(TASK BRIEF)
Using "does" as the search string, find the matching lines below and copy them.

=== DATASET CONTENT ===

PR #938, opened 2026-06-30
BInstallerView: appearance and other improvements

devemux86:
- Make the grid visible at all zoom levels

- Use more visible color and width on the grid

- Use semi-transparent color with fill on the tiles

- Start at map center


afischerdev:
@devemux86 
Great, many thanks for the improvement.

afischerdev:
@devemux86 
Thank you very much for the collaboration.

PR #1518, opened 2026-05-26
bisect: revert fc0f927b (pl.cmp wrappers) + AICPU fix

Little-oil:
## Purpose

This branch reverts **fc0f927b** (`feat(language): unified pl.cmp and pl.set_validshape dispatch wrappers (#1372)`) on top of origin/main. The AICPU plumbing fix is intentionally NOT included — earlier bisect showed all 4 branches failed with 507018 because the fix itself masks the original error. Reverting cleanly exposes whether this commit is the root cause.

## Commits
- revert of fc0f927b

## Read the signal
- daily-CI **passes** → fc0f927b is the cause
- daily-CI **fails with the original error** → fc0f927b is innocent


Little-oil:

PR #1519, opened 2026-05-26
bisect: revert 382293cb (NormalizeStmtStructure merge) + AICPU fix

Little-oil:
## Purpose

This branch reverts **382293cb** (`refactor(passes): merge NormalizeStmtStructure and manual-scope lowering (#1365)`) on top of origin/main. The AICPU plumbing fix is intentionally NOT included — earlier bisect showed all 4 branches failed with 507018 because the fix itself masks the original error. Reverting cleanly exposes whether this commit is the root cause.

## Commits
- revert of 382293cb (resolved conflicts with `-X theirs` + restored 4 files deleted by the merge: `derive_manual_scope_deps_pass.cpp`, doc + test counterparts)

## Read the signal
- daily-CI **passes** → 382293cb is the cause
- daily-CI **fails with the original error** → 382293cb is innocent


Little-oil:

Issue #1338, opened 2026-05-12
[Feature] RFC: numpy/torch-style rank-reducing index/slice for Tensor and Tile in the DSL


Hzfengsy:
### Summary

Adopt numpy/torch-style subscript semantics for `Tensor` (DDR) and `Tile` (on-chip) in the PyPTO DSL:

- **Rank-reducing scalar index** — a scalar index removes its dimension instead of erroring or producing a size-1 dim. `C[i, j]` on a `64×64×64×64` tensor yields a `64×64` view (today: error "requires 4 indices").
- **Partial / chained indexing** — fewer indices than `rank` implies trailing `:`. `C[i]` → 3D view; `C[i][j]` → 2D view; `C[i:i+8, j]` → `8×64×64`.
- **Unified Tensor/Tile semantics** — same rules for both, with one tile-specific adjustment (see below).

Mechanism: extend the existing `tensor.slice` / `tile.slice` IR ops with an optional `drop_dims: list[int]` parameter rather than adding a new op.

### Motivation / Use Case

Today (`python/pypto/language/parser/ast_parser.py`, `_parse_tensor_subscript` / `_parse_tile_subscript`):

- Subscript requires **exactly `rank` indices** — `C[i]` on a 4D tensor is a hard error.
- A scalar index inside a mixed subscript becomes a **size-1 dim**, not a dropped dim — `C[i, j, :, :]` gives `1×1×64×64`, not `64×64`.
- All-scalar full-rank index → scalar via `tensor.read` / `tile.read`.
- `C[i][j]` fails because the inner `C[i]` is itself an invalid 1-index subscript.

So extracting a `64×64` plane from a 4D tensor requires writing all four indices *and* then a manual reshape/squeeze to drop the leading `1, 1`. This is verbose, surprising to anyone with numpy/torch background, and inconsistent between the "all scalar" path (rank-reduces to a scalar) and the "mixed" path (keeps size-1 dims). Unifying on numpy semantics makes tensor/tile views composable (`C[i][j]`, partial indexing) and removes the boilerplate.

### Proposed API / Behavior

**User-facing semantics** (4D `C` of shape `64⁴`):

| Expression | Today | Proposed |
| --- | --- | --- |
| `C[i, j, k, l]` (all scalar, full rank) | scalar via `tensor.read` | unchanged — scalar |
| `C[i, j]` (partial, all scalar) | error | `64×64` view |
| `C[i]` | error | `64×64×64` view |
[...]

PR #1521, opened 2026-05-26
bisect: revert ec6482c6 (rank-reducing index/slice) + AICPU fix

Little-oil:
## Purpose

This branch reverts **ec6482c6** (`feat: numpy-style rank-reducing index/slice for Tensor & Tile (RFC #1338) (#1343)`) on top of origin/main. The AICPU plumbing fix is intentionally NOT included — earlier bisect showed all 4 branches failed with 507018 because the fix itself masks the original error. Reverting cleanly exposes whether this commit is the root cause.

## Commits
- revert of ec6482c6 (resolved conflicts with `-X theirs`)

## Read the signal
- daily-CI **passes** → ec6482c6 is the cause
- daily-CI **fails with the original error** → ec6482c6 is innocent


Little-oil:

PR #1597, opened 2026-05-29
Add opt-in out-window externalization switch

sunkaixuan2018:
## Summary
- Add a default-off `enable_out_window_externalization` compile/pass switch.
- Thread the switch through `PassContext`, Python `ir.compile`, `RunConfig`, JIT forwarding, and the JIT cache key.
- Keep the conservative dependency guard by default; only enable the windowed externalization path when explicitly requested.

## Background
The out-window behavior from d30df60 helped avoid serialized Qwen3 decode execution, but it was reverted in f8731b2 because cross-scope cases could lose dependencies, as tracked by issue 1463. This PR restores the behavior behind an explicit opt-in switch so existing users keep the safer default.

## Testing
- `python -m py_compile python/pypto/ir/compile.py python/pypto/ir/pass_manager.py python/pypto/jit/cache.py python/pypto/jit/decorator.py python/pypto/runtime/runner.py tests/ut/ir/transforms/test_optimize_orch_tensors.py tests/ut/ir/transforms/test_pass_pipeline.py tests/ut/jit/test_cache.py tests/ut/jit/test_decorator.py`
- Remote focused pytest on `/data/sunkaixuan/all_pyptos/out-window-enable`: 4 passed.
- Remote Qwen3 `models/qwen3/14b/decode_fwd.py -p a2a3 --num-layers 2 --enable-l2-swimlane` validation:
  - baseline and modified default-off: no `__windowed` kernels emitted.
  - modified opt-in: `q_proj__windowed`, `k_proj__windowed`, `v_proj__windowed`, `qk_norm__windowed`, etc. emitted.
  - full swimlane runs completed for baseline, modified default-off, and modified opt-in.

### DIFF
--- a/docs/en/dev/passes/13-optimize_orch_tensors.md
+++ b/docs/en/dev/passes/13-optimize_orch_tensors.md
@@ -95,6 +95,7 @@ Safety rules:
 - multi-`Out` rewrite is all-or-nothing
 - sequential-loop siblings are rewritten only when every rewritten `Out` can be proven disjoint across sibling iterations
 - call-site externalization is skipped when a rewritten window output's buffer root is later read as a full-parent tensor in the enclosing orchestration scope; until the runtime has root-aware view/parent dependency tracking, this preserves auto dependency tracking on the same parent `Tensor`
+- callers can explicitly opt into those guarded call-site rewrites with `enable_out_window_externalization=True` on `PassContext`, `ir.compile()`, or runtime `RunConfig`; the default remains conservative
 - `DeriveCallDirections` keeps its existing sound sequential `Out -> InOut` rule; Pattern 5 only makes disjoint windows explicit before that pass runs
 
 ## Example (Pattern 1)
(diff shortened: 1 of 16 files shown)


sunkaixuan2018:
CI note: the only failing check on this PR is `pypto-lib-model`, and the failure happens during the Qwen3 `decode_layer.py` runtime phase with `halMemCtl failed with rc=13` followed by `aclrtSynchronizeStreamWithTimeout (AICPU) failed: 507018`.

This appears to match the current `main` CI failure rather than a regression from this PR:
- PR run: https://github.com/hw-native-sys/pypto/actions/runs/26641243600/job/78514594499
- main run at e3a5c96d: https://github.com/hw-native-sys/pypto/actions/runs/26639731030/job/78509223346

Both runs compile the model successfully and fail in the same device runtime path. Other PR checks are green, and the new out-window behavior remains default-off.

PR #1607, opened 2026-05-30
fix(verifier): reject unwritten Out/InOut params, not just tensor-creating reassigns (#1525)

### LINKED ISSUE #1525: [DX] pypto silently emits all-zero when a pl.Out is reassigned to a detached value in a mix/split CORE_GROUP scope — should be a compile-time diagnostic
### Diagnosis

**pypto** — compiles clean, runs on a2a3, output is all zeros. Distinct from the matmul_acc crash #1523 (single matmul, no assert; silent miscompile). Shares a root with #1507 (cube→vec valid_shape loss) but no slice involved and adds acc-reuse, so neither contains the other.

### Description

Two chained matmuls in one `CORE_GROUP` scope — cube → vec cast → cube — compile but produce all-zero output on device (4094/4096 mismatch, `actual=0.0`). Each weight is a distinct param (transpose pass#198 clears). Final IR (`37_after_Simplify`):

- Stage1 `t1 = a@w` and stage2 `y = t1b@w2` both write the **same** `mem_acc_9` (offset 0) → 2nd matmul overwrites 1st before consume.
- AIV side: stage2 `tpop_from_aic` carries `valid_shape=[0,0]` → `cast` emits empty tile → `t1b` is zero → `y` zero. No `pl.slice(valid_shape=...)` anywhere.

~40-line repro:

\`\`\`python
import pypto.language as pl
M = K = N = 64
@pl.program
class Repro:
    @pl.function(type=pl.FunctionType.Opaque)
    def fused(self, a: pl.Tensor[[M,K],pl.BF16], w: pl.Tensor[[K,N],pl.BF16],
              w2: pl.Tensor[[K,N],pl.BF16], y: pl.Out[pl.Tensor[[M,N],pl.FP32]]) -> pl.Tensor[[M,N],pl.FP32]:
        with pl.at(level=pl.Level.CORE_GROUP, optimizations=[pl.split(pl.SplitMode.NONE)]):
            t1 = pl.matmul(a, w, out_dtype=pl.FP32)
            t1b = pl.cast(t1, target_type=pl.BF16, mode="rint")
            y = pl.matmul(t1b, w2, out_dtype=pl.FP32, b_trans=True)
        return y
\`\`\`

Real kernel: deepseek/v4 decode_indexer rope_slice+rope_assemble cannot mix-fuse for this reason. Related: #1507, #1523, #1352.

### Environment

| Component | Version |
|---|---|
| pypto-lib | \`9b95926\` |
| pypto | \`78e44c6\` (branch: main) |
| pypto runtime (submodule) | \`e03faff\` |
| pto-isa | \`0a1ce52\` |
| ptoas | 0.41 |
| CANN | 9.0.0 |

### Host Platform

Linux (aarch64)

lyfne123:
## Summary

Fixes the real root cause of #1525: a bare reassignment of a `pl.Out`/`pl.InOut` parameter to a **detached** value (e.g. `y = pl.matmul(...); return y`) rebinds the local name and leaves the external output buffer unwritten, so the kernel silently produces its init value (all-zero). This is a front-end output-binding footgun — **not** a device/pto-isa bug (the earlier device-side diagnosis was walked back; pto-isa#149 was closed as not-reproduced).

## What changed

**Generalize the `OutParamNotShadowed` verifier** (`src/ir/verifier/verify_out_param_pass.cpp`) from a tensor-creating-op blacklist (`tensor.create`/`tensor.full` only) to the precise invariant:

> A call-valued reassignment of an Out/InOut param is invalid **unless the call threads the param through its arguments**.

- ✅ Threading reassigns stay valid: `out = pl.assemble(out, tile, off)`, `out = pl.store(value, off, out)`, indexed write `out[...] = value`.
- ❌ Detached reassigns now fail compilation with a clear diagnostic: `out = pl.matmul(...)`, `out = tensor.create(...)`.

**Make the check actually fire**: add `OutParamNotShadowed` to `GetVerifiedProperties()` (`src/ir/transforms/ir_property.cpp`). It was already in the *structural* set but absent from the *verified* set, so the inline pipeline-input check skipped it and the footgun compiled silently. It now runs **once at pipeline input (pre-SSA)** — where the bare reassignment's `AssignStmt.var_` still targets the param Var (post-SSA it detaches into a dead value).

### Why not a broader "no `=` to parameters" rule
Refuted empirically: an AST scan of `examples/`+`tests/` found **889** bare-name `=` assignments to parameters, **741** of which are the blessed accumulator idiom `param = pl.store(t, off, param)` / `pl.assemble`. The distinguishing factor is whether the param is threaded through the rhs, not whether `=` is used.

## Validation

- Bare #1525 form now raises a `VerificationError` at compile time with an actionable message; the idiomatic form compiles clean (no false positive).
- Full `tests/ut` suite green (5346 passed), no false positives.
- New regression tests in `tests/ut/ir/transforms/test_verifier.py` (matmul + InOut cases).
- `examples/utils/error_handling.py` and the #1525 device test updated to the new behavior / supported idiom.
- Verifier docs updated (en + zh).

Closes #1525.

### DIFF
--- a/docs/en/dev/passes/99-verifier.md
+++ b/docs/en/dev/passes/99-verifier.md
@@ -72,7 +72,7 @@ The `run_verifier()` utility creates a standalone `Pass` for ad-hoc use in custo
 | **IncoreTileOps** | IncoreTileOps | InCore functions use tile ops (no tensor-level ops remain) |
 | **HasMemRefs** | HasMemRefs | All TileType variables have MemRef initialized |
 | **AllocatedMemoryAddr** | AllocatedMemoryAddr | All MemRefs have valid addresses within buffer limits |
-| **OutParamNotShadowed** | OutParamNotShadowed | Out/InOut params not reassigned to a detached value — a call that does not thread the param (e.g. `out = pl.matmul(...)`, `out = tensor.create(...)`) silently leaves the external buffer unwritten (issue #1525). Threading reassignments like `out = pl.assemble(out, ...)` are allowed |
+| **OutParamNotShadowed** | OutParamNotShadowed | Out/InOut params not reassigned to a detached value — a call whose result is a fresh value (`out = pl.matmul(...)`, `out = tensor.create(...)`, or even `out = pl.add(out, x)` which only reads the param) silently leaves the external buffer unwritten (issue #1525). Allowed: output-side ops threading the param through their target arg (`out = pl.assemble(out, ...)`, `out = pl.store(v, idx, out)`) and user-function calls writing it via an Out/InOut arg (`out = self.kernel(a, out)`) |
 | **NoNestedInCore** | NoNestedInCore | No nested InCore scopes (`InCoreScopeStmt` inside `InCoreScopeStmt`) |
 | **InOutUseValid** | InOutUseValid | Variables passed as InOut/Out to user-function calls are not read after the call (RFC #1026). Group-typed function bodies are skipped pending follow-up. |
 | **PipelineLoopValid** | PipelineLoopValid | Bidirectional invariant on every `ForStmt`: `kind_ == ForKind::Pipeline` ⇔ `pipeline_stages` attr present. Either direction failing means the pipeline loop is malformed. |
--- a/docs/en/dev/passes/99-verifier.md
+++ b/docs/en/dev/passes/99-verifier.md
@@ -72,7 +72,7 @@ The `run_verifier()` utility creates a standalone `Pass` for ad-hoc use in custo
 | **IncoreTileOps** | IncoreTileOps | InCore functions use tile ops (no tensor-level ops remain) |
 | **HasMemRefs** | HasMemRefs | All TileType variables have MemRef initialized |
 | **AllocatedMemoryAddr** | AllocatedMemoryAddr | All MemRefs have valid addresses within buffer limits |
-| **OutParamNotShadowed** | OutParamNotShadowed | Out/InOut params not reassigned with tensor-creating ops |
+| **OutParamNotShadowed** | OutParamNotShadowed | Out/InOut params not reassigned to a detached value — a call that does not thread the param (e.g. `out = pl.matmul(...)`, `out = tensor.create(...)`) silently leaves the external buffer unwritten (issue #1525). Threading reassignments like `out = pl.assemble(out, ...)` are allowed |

===

(EXERCISE OUTPUT)
-| **OutParamNotShadowed** | OutParamNotShadowed | Out/InOut params not reassigned to a detached value — a call that does not thread the param (e.g. `out = pl.matmul(...)`, `out = tensor.create(...)`) silently leaves the external buffer unwritten (issue #1525). Threading reassignments like `out = pl.assemble(out, ...)` are allowed |
+| **OutParamNotShadowed** | OutParamNotShadowed | Out/InOut params not reassigned to a detached value — a call that does not thread the param (e.g. `out = pl.matmul(...)`, `out = tensor.create(...)`) silently leaves the external buffer unwritten (issue #1525). Threading reassignments like `out = pl.assemble(out, ...)` are allowed |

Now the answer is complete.